Will AI replace judges and lawyers?

October 25, 2016

(credit: iStock)

An artificial intelligence method developed by University College London computer scientists and associates has predicted the judicial decisions of the European Court of Human Rights (ECtHR) with 79% accuracy, according to a paper published Monday, Oct. 24 in PeerJ Computer Science.

The method is the first to predict the outcomes of a major international court by automatically analyzing case text using a machine-learning algorithm.*

“We don’t see AI replacing judges or lawyers,” said Nikolaos Aletras, who led the study at UCL Computer Science, “but we think they’d find it useful for rapidly identifying patterns in cases that lead to certain outcomes. It could also be a valuable tool for highlighting which cases are most likely to be violations of the European Convention on Human Rights.”

Judgments correlated with facts rather than legal arguments

(credit: European Court of Human Rights)

In developing the method, the team found that judgments by the ECtHR are highly correlated to non-legal (real-world) facts, rather than direct legal arguments, suggesting that judges of the Court are, in the jargon of legal theory, “realists” rather than “formalists.”

This supports findings from previous studies of the decision-making processes of other high level courts, including the U.S. Supreme Court.

The team of computer and legal scientists extracted case information published by the ECtHR in its publically accessible database (applications made to the court were not available), explained UCL co-author Vasileios Lampos, PhD.

They identified English-language data sets for 584 cases relating to Articles 3, 6 and 8** of the Convention and applied an AI algorithm to find patterns in the text. To prevent bias and mislearning, they selected an equal number of violation and non-violation cases.

Predictions based of analysis of text

The most reliable factors for predicting the court’s decision were found to be the language used as well as the topics and circumstances mentioned in the case text (the “circumstances” section of the text includes information about the case factual background). By combining the information extracted from the abstract “topics” that the cases cover and “circumstances” across data for all three articles, an accuracy of 79% was achieved.

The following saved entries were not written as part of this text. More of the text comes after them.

PR #3345, opened 2026-09-01
[Base API] Give the firmware implementations their private plumbing

nbuncicTT:
## Description
Private plumbing the boot waits will consume: device identity for error payloads, the per-NOC ARC coordinates (Blackhole resolves them in the constructor from a private NOC-translation read — the public `TTDevice::get_noc_translation_enabled` survives until its own delegation PR; Wormhole's are fixed constants), the ARC window members, and thin accessors over them (`get_io_device_type`, `get_firmware_noc_coord`, `read_from_arc_apb`, `read_from_arc_csm`). All private; briefly caller-less — the waits that consume them are the next two PRs.

## Testing
`baremetal_tests` 254/254, sim on/off.

## API Changes
None.

Stacked on the window PR.

### DIFF
--- a/device/CMakeLists.txt
+++ b/device/CMakeLists.txt
@@ -103,6 +103,7 @@ target_sources(
         tt_device/hang_detection/blackhole_hang_detector.cpp
         tt_device/firmware/blackhole_arc_apb.cpp
         tt_device/firmware/blackhole_device_firmware.cpp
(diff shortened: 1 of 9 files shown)


nbuncicTT:
Dissolved per review: introduction and reduction must share a diff, so the plumbing now arrives inside the two behavior migrations that consume it — the Wormhole half in #3346, the Blackhole half in #3347.

PR #3349, opened 2026-09-02
Add optional cluster_id to the cluster descriptor

p1-0tr:
Fabric needs one string that identifies the group of accelerators a
descriptor describes, so that FSD-built and live/mock topologies key their
chips the same way. A cluster descriptor had no such field, so tt-metal fell
back to the mock YAML's filename, which is not a hostname.

Adds an optional top-level `cluster_id` to the cluster descriptor: a unique
string identifying the group of Tenstorrent accelerators connected to a
common host / controller / root complex. Its value is currently that group's
bare metal hostname, because that is what the factory system descriptor and
the fabric topology solver join on, but the field identifies the accelerator
group rather than a machine -- hence `cluster_id` and not `hostname`, so the
value scheme can change later without another schema migration.

Discovery stamps it from `TopologyDiscoveryOptions::cluster_id` when the caller
supplies one, else from gethostname(). The option is what makes the field
usable in containers and VMs, where gethostname() returns the container id or
guest name -- stable enough to look convincing while pointing at nothing
physical. UMD deliberately does not read an environment variable for this:
container and VM plumbing belongs to whoever launches the process, and one
field on the options struct is enough for them to pass the value down.
`ClusterOptions` already embeds `TopologyDiscoveryOptions`, so Cluster callers
get it too.

A supplied id that is not legal throws rather than falling back to
gethostname(): the caller passed it on purpose, and quietly substituting a
container hostname would produce a wrong-but-plausible topology, which is the
failure the option exists to prevent. An OS hostname that cannot be used as a
cluster id (over 128 characters, exotic characters) only warns and leaves the
field unset, since that is not something the caller asked for and throwing
there would break discovery on hosts that work today.

Legal ids are 1 to 128 characters from [A-Za-z0-9._-]: a hostname-shaped
charset while cluster ids are hostname-valued, and a length limit that is the
fixed 128-byte buffer consumers pack the id into. Both paths that can set the
field -- YAML parsing and discovery -- validate, so every cluster id on a
descriptor is a legal one. The value is not expected to change over a
descriptor's lifetime, so there is no setter.

Note that `cluster_id` here is unrelated to the existing `EthCoord::cluster_id`,
which is a per-chip integer that groups ethernet-connected chips within one
descriptor.

The field is optional forever: old YAMLs load with it empty, old UMD ignores
the key, serialize() omits it when unset so existing descriptors serialize
unchanged, and it is not in the schema's `required` list. It is copied by
create_constrained_cluster_descriptor and apply_chip_id_remapping (fewer
chips, same accelerator group) and left unset by create_mock_cluster.

Documented in docs/CLUSTER_ID.md.

Offline gtests in tests/baremetal/test_cluster_descriptor_cluster_id.cpp:
parse with and without the key, every existing offline descriptor still
parses, legal and illegal values through YAML, serialize omit/round-trip,
constrained-descriptor copy, a supplied id winning over the hostname, an
illegal supplied id throwing, the hostname default, and a mock cluster having
no cluster id.

Built with the default preset (clang-20, clang-tidy on, -Werror). All 13
gtests pass, and the rest of baremetal_tests is unaffected.

Adds `ClusterDescriptor::get_cluster_id()` and
`TopologyDiscoveryOptions::cluster_id` (both bound in nanobind), and an
optional `cluster_id` key in the cluster descriptor YAML schema.

### DIFF
--- a/device/common/utils.hpp
+++ b/device/common/utils.hpp
@@ -7,6 +7,7 @@
 #include <fmt/ranges.h>
 #include <unistd.h>
 
+#include <array>
 #include <chrono>
 #include <cstddef>
 #include <cstdint>
@@ -15,6 +16,7 @@
 #include <fstream>
 #include <optional>
 #include <string>
+#include <string_view>
 #include <thread>
 #include <tt-logger/tt-logger.hpp>
 #include <type_traits>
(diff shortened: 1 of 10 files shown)


device/common/utils.hpp
```diff
@@ -136,6 +139,105 @@ inline std::unordered_set<int> get_visible_devices(const std::unordered_set<int>
...
+// to a non-empty value, otherwise the OS hostname. Returns nullopt when neither can be used, which
+// leaves the field unset on the cluster descriptor and lets consumers fall back to what they did
+// before.
+//
+// An invalid TT_CLUSTER_ID throws rather than falling back to gethostname(): the variable is set on
+// purpose, and quietly substituting a container hostname would produce a wrong-but-plausible
+// topology, which is exactly what TT_CLUSTER_ID exists to prevent. An unusable OS hostname only
+// warns, because that is not something the operator asked for.
+inline std::optional<std::string> local_cluster_id() {
+    const std::optional<std::string> cluster_id_from_env = get_env_var_value(TT_CLUSTER_ID_ENV.data());
```
Riddy21: @p1-0tr Do you think we should pass this into cluster desrciptor as an option from tt-metal? And migraede the TT_CLUSTER_ID_ENV code to rtoptions.cpp?

I think it might belong better there because any environemnt options as user interface should be passed through the official way

p1-0tr: What about users who don't set up a metal runtime? (e.g. FM)

aleksamarkovicTT: I'm very much against environment variables being used here. Please remove it from the PR.

p1-0tr: Done :)

nanobind/tests/test_py_topology_discovery.py
```diff
@@ -68,3 +69,83 @@ def test_no_remote_discovery_true(self):
...
+        - 0
+asic_locations:
+  0: 0
+"""
+
+
+class TestClusterDescriptorClusterId(unittest.TestCase):
+    """Offline: no device needed, the descriptors are built from YAML."""
+
+    def test_cluster_id_from_yaml(self):
```
aleksamarkovicTT: I think these Python tests are unnecessary, feel free to remove them.

aleksamarkovicTT (approved):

“Previous studies have predicted outcomes based on the nature of the crime, or the policy position of each judge, so this is the first time judgments have been predicted using analysis of text prepared by the court. We expect this sort of tool would improve efficiencies of high level, in demand courts, but to become a reality, we need to test it against more articles and the case data submitted to the court,” added Lampos.

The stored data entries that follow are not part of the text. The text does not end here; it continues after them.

Issue #3353, opened 2026-09-02
Bring up TTSim through the silicon bringup path instead of a supplied cluster descriptor


pjanevskiTT:
TTSim clusters are built from a hand-written `cluster_descriptor.yaml` placed beside `libttsim.so`, not from the device. Everything downstream — harvesting masks, board and ASIC IDs, `chips_with_mmio`, the Ethernet connection map — is read out of that file. Run the real `TopologyDiscovery` path over the simulator's ARC and Ethernet firmware instead, so simulation and silicon share one bringup path.

**Scope**

- Give `SimulationTTDeviceModel` the components the shared bringup path already expects: a `DeviceProtocol`, a `SocArchDescriptor` resolved through the same helper the silicon models use, and a real communication device id
- Enumerate TTSim's PCI endpoints by walking the full bus/device space, and support several MMIO chips on one shared simulator image
- Let `TopologyDiscovery` accept devices created by a backend with no OS enumeration, selected by a simulation field on `TopologyDiscoveryOptions`. `IODeviceType` stays `PCIe` — TTSim simulates PCIe
- Route the no-descriptor TTSim case through discovery in `Cluster`; a supplied descriptor stays authoritative
- Remove the staged `cluster_descriptor.yaml` from the TTSim CI lanes, and assert chip count and harvesting masks in its place
- Report every remaining simulation/silicon divergence to the simulator team rather than special-casing it in UMD

**Is your feature request related to a problem? Please describe.**

Simulation users must author and maintain a descriptor that can disagree with the simulator, and UMD's silicon discovery path is never exercised under simulation, so a regression in it stays invisible until it reaches hardware. The checked-in descriptors already disagree with the device: `wormhole_N300.yaml` declares `harvest_mask: 0` for both chips while the simulator's ARC reports `0x41` and `0x05`.

**Not in scope**

- The SOC descriptor. Still required — the architecture pre-probe needs an arch before any device object exists
- Quasar and Trizor. No ARC, no Ethernet, no host MMIO path in TTSim; they stay on the mock descriptor
- craq-sim. No ARC tile at all, so discovery cannot run there; it keeps its descriptor-driven flow unchanged

**Definition of Done**

- `bh`, `bh_x2`, `wh` and `wh_x2` come up correctly with no `cluster_descriptor.yaml` present
- Both `cp … cluster_descriptor.yaml` steps are gone from `.github/workflows/run-ttsim-tests.yml`
[...]

PR #3358, opened 2026-09-02
Avoid cross-process non-MMIO locking for isolated simulation

micahwhiteTT:
### Description
`TTDevice::get_communication_device_id()` returns `-1` for a device with no device protocol. That id keys UMD's cross-process locks, so every simulator on a machine named the same shared-memory lock (`TT_UMD_LOCK.NON_MMIO_-1_PCIe`) and serialized its ETH transactions against every other, unrelated run -- two independent ttsim tt-metal tests would block each other for no reason.

Report the PID instead: unique among live processes, stable for the model's lifetime, so each simulator's lock name is private to its own process.

### List of the changes
- `TTDevice::get_communication_device_id()` defaults to `getpid()`.

### Testing
CI. The bug is cross-process so no unit test covers it; verified by auditing the call sites above.

### API Changes
This PR has no API changes.

### DIFF
--- a/device/tt_device/tt_device.cpp
+++ b/device/tt_device/tt_device.cpp
@@ -501,7 +501,7 @@ bool TTDevice::is_remote() { return model_->get_remote_interface() != nullptr; }
 // device to be addressed within.
 int TTDevice::get_communication_device_id() const {
     DeviceProtocol *device_protocol = model_->get_device_protocol();
-    return device_protocol != nullptr ? device_protocol->get_mmio_id() : -1;
+    return device_protocol != nullptr ? device_protocol->get_mmio_id() : -getpid();
 }
 
 // Derived from the transport the device actually has, rather than stored: exactly one of these


micahwhiteTT:
@broskoTT I saw you took a look at this - I updated it to match the base API changes

pjanevskiTT:
Heads-up on an overlap: #3375, in the #3353 stack, changes what a simulated device reports as its MMIO id, and that covers the ttsim case this PR is about.

`TTSimProtocol::get_mmio_id()` now answers `(getpid() << 5) | chip_id` for a host-mode TTSim device, resolved once when the transport attaches. The endpoint's PCI device number stays in the low 5 bits -- the width of the BDF device field it comes from -- and the pid occupies the rest, so each chip of a multi-endpoint image keeps its own lock and two processes never agree on a name. That separates exactly the locks described here: `NON_MMIO` on a gateway reaching a chip over ethernet, and the per-device ARC lock the architecture firmware claims. It also stops a simulated chip aliasing silicon's PCI device of the same number, which the bare endpoint number did.

The reason for flagging it rather than letting both land quietly: after #3375 the branch this PR edits is unreachable for simulation. `TTDeviceModel::get_device_protocol()` is pure virtual, there are three models, and all three answer non-null -- `WormholeTTDeviceModel` and `BlackholeTTDeviceModel` return `protocol_.get()`, and `SimulationTTDeviceModel` returns `tt_sim_protocol_.get()` as of #3375. The `: -1` fallback stays as a defensive answer for a future protocol-less model, but nothing in tree reaches it, so `-getpid()` there would no longer change any lock name.

Two things that may still be worth something, your call:

- Until #3375 merges, this PR is the only thing that fixes the bug on current main, and it costs nothing once #3375 lands. If that window matters, merging it soon is reasonable.
- The unattached half is genuinely still open: RTL simulation and socket client mode never attach a transport, so they keep reporting -1 and keep sharing `NON_MMIO_-1_UNDEFINED` across processes. The fix for that is not in the `TTDevice` fallback though -- it belongs in `TTSimProtocol`, resolving the id from the chip id the device already has at construction instead of only in `attach()`.

If the PR stays open, the description is the part worth revisiting: it promises that two independent ttsim tt-metal tests stop blocking each other, and after #3375 the patch will not be what does that.

micahwhiteTT:
#3375 landed, fixing this issue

Researchers at the University of Sheffield and the University of Pennsylvania where also involved in the study.

* “We define the problem of the ECtHR case prediction as a binary classification task. We utilise textual features, i.e., N-grams and topics, to train Support Vector Machine (SVM) classifiers. We apply a linear kernel function that facilitates the interpretation of models in a straightforward manner.” — Authors of PeerJ Computer Science paper.

** Article 3 prohibits torture and inhuman and degrading treatment (250 cases); Article 6 protects the right to a fair trial (80 cases); and Article 8 provides a right to respect for one’s “private and family life, his home and his correspondence” (254 cases).

Abstract of Predicting Judicial Decisions of the European Court of Human Rights: A Natural Language Processing Perspective

Recent advances in Natural Language Processing and Machine Learning provide us with the tools to build predictive models that can be used to unveil patterns driving judicial decisions. This can be useful, for both lawyers and judges, as an assisting tool to rapidly identify cases and extract patterns which lead to certain decisions. This paper presents the first systematic study on predicting the outcome of cases tried by the European Court of Human Rights based solely on textual content. We formulate a binary classification task where the input of our classifiers is the textual content extracted from a case and the target output is the actual judgment as to whether there has been a violation of an article of the convention of human rights. Textual information is represented using contiguous word sequences, i.e. N-grams, and topics. Our models can predict the court’s decisions with a strong accuracy (79% on average). Our empirical analysis indicates that the formal facts of a case are the most important predictive factor. This is consistent with the theory of legal realism suggesting that judicial decision-making is significantly affected by the stimulus of the facts. We also observe that the topical content of a case is another important feature in this classification task and explore this relationship further by conducting a qualitative analysis.